このプロトコールでは、骨髄単球 - マクロファージ細胞は、二次接着法によって抽出される。骨髄単球 - マクロファージ細胞は破骨細胞に分化することに成功し、これはインビトロでの破骨細胞の研究のための安定した細胞モデルを提供する。この方法は、小さな骨髄サンプルに適しており、ハイテクラボ機器を必要とせずに、骨髄から骨髄単球 - マクロファージ細胞を簡単かつ迅速に抽出することができます。
破骨細胞の増加は、骨粗鬆症の潜在的な病因であり得る。骨髄単球-マクロファージ細胞は破骨細胞前駆細胞として一定の研究価値を有する。まず、安楽死させたラットを75%アルコールに10分間浸漬して消毒します。
ラットのすべての四肢をハサミと鉗子で慎重に取り除いた後、ピペットを使用してPBSで吸引し、四肢に付着した血液を洗い流す。次に、10%FBS DMEMの2ミリリットルで5ミリリットルのチューブに入れます。四肢の骨を5ミリリットルのチューブに移した後、はさみを使用してチューブ内の四肢の骨を小片に切断し、ホモジネートを混合して骨髄細胞を培養液に再懸濁させる。
組織断片がチューブの底に落ち着くまで5分間放置する。次に、100ミリの培養皿に10ミリリットルの10%FBS DMEMを加え、上清を培養皿に移す。5%の二酸化炭素中で摂氏37度で約24時間インキュベートする。
このインキュベーション時間の後、間葉系幹細胞の大部分は培養皿壁に接着し、ゆっくりと増殖するが、ほとんどの骨髄単球 - マクロファージ細胞は依然として培養培地に懸濁される。100ミリメートル培養皿の細胞懸濁液を新しい25センチメートル四方のフラスコに移し、5%二酸化炭素中で摂氏37度で細胞をさらに24時間培養し続ける。古い培地を慎重に取り除いた後、骨髄単球・マクロファージ細胞がフラスコ壁に付着した後、新鮮な培地と交換する。

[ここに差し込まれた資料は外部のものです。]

PR #1976, opened 2025-07-15
Implementation of the test for sharding of Linen and NNX models

hsuan-lun-chiang:
# Description

Add test scripts to generate and compare sharding of models implementing in Linen and NNX.

- Create ```sharding_dump.py``` to output sharding of model for a specific topology and slice.
- Create ```run_sharding_dump.py``` to automatically produce sharding JSON files for all combinations of models, topologies and slices.
- Create ```sharding_compare_test.py``` to compare model shardings implemented in Linen and NNX.

# Tests

Ran the ```run_sharding_dump``` script to automatically produce json file containing sharding information for Linen models. Currently tested with Llama-3.1-70B, Llama-3.1-405B across v6e, v5p, and v5e.

```
python -m MaxText.tests.run_sharding_dump
```

Ran the ```sharding_compare_test``` script to compare sharding of models. Currently we don't have NNX model so the test should be performed after migration to NNX.
```
python -m pytest MaxText/tests/sharding_compare_test.py
```

# Checklist

### DIFF
--- a/MaxText/tests/run_sharding_dump.py
+++ b/MaxText/tests/run_sharding_dump.py
@@ -1,0 +1,53 @@
+"""
+Copyright 2023 Google LLC
+
+Licensed under the Apache License, Version 2.0 (the "License");
+you may not use this file except in compliance with the License.
+You may obtain a copy of the License at
+
+     https://www.apache.org/licenses/LICENSE-2.0
+
+Unless required by applicable law or agreed to in writing, software
+distributed under the License is distributed on an "AS IS" BASIS,
+WITHOUT WARRANTIES OR CONDITIONS OF ANY KIND, either express or implied.
+See the License for the specific language governing permissions and
+limitations under the License.
+"""
+
+""" Run script to dump sharding of various combination of model and topology. """
+
+
+from typing import Sequence
+from MaxText.tests.sharding_dump import TEST_CASES
+import os
+import subprocess
+from absl import app
+
+
+def run_single_dump(model_name: str, topology: str, num_slice: str) -> None:
+  """Generate sharding json file for one specific model, topology and slice."""
+  subprocess.run(
+      [
+          "python",
+          "-m",
+          "MaxText.tests.sharding_dump",
+          "MaxText/configs/base.yml",
+          f"compile_topology={topology}",
+          f"compile_topology_num_slices={num_slice}",
+          f"model_name={model_name}",
+      ],
+      check=True,
+  )
+
+
+def main(argv: Sequence[str]) -> None:
+  """Generate sharding json files for every combination of model, topology and slices."""
+  for model_name, topology, num_slice in TEST_CASES:
+    json_path = f"sharding_info/{model_name}/{topology}/slice_{num_slice}/named_shardings.json"
+    if os.path.exists(json_path):
+      continue
+    run_single_dump(model_name, topology, num_slice)
+
+
+if __name__ == "__main__":
+  app.run(main)
--- a/MaxText/tests/sharding_compare_test.py
+++ b/MaxText/tests/sharding_compare_test.py
@@ -1,0 +1,111 @@
+"""
+Copyright 2023 Google LLC
+
+Licensed under the Apache License, Version 2.0 (the "License");
+you may not use this file except in compliance with the License.
+You may obtain a copy of the License at
+
+     https://www.apache.org/licenses/LICENSE-2.0
+
+Unless required by applicable law or agreed to in writing, software
+distributed under the License is distributed on an "AS IS" BASIS,
+WITHOUT WARRANTIES OR CONDITIONS OF ANY KIND, either express or implied.
+See the License for the specific language governing permissions and
+limitations under the License.
+"""
+
+"""Compare expected sharding of models with actual sharding of models."""
+
+
+import hashlib
+from MaxText.train_compile import get_shaped_inputs, get_topology_mesh, validate_config
+from MaxText.tests.sharding_dump import named_shardings_to_json, load_named_sharding_json, TEST_CASES
+from MaxText import pyconfig
+import pytest
+import os
+import json
+
+
+def compute_checksum(d: dict) -> str:
+  """Compute a checksum (SHA256) of a dictionary."""
+  # Serialize the dictionary into a JSON string (ensuring consistent ordering of keys)
+  json_str = json.dumps(d, sort_keys=True)
+
+  # Compute the SHA256 checksum of the serialized string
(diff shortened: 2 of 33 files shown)


MaxText/tests/run_sharding_dump.py
```diff
@@ -0,0 +1,53 @@
...
+from typing import Sequence
+from MaxText.tests.sharding_dump import TEST_CASES
+import os
+import subprocess
+from absl import app
+
+
+def run_single_test(model_name: str, topology: str, num_slice: str) -> None:
+  """Run test for one specific model, topology and slice."""
+  subprocess.run(
```
gobbleturk, line 29: we would prefer to avoid subprocess if possible, we have seen strange race conditions in the past using it in tests. If this is meant to be run as a unit test, can you instead import main of sharding dump and run that as a regular python command instead of subprocess?

hsuan-lun-chiang: Hi, thanks for the suggestion. We initially tried calling the function directly, but encountered an OOM issue due to a memory leak. Despite using ```jax.clear_caches()``` and ```gc.collect()```, we haven't been able to fully release the memory after retrieving the mesh and abstract states of the model. Using a subprocess helps isolate memory usage and avoid these issues for now.

hsuan-lun-chiang:
> Is there a script to generate these golden shardings? What if a user makes a change where we expect the shardings the change (e.g. we need to update the golden shardings?)

Sorry the comments in the script were a bit misleading, and I've updated them for clarity. 
To answer your question: 
> Is there a script to generate these golden shardings?

```run_sharding_dump.py``` (which calls functions from ```sharding_dump.py```) is used to generate the golden shardings. For testing and comparison between Linen and NNX models, we use ```sharding_compare_test.py```.

> What if a user makes a change where we expect the shardings the change (e.g. we need to update the golden shardings?)

In that case, we need to update the golden shardings by running the script to generate them again.

File: MaxText/tests/sharding_compare_test.py [hunk 2]
```diff
@@ -0,0 +1,95 @@
...
+
+  config = pyconfig.initialize(params)
+  validate_config(config)
+
+  topology_mesh = get_topology_mesh(config)
+  _, _, state_mesh_shardings, _ = get_shaped_inputs(topology_mesh, config)
+  json = named_shardings_to_json(state_mesh_shardings)
+  expected_json = load_named_sharding_json(json_path)
+
+  assert compare_named_sharding_jsons(expected_json, f"linen_{model_name}", json, f"nnx_{model_name}"), True
```
shralex: can we change linen_{model_name} to expected_{model_name} and nnx_{model_name} to actual_{model_name}  ? I expect this test will be useful even after nnx conversion. Similarly I suggest to change the comment at the top of the file

hsuan-lun-chiang: Sure, I've updated the docstrings and model names.

MaxText/tests/run_sharding_dump.py
gobbleturk: Not sure we can accept a test that uses subprocess, we have seen crazy race conditions in the past where unrelated tests can fail when any test uses subprocess

gobbleturk:
I'm hesitant to merge this, this will be a burden to maintain, any sharding/mesh change will require updating these goldens

hsuan-lun-chiang:
> I'm hesitant to merge this, this will be a burden to maintain, any sharding/mesh change will require updating these goldens

Would it be possible to trigger this process using a GitHub Action? Ideally, it would automatically regenerate the golden sharding and upload it to a GCS bucket whenever a pull request is merged.

bvandermoon:
> > I'm hesitant to merge this, this will be a burden to maintain, any sharding/mesh change will require updating these goldens
> 
> Would it be possible to trigger this process using a GitHub Action? Ideally, it would automatically regenerate the golden sharding and upload it to a GCS bucket whenever a pull request is merged.

@gobbleturk how often do these get changed? @richjames0 any thoughts on this?

bvandermoon:
> > > I'm hesitant to merge this, this will be a burden to maintain, any sharding/mesh change will require updating these goldens
> > 
> > 
> > Would it be possible to trigger this process using a GitHub Action? Ideally, it would automatically regenerate the golden sharding and upload it to a GCS bucket whenever a pull request is merged.
> 
> @gobbleturk how often do these get changed? @richjames0 any thoughts on this?

@gobbleturk thinking about this a bit more, don't we want the test to fail if the sharding/mesh gets changed? It shouldn't be too difficult to update the test also. It should confirm things are working properly IMO. Thoughts?

MaxText/tests/run_sharding_dump.py
xibinliu: @bvandermoon and @gobbleturk probably it's okay if we use 'subprocess' in unit tests? Can we add a TODO to further working on the OOM issue while proceeding with this PR?

> encountered an OOM issue due to a memory leak

@hsuan-lun-chiang  Can you create a bug for this, with the re-producing steps?

MaxText/tests/sharding_compare_test.py
```diff
@@ -0,0 +1,91 @@
...
+      print(f"\nMesh mismatch at '{key}':")
+      print(f"  mesh1: {mesh1}")
+      print(f"  mesh2: {mesh2}")
+
+    if spec1 != spec2:
+      print(f"\nPartitionSpec mismatch at '{key}':")
+      print(f"  spec1: {spec1}")
+      print(f"  spec2: {spec2}")
+
+  return not only_in_1 and not only_in_2 and all(json1[k] == json2[k] for k in shared_keys)
```
bvandermoon, line 78: Would a checksum work for the actual diff check? Then you could run this to return the diff if they don't match

bvandermoon (approved):
LGTM other than the subprocess comment. Thank you @hsuan-lun-chiang for setting this up. Could you please sort out the subprocess piece with @gobbleturk? We would really want to remove that if possible

MaxText/tests/sharding_compare_test.py
hsuan-lun-chiang: Good idea! I've implemented this.

bvandermoon:
> LGTM other than the subprocess comment. Thank you @hsuan-lun-chiang for setting this up. Could you please sort out the subprocess piece with @gobbleturk? We would really want to remove that if possible

Discussed with Matt offline. We will merge this with subprocess and see how it goes

hsuan-lun-chiang:
> Discussed with Matt offline. We will merge this with subprocess and see how it goes

Understood, thanks for the help.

フローサイトメトリーは、単球-マクロファージ系譜細胞の表面上の分子マーカーであるCD11bおよびcを発現する細胞の割合が約37.94%であることを示した連続的な細胞増殖により、細胞の大部分は不規則な形状内で大きくなり、放射状の付着性ディスクに成長した。TRAP染色の結果から、対照群と比較して、核因子カッパBリガンドおよびマクロファージコロニー刺激因子の受容体活性化剤で誘導された細胞において細胞内紫赤色顆粒の数が有意に増加したことが示された。ウェスタンブロット解析は、破骨細胞特異的タンパク質TRAPおよびカテプシンKの発現レベルが、対照群と比較して処理細胞において有意に増加したことを実証した。
この手順で最も重要なことは、初代培養の24〜48時間で二次接着細胞を採取する時間であり、骨髄単球 - マクロファージ細胞は完全に接着し始める。この方法により単離された骨髄単球・マクロファージ細胞は、インビトロで破骨細胞に誘導することができ、骨粗鬆症の研究のための安定な細胞モデルを提供する。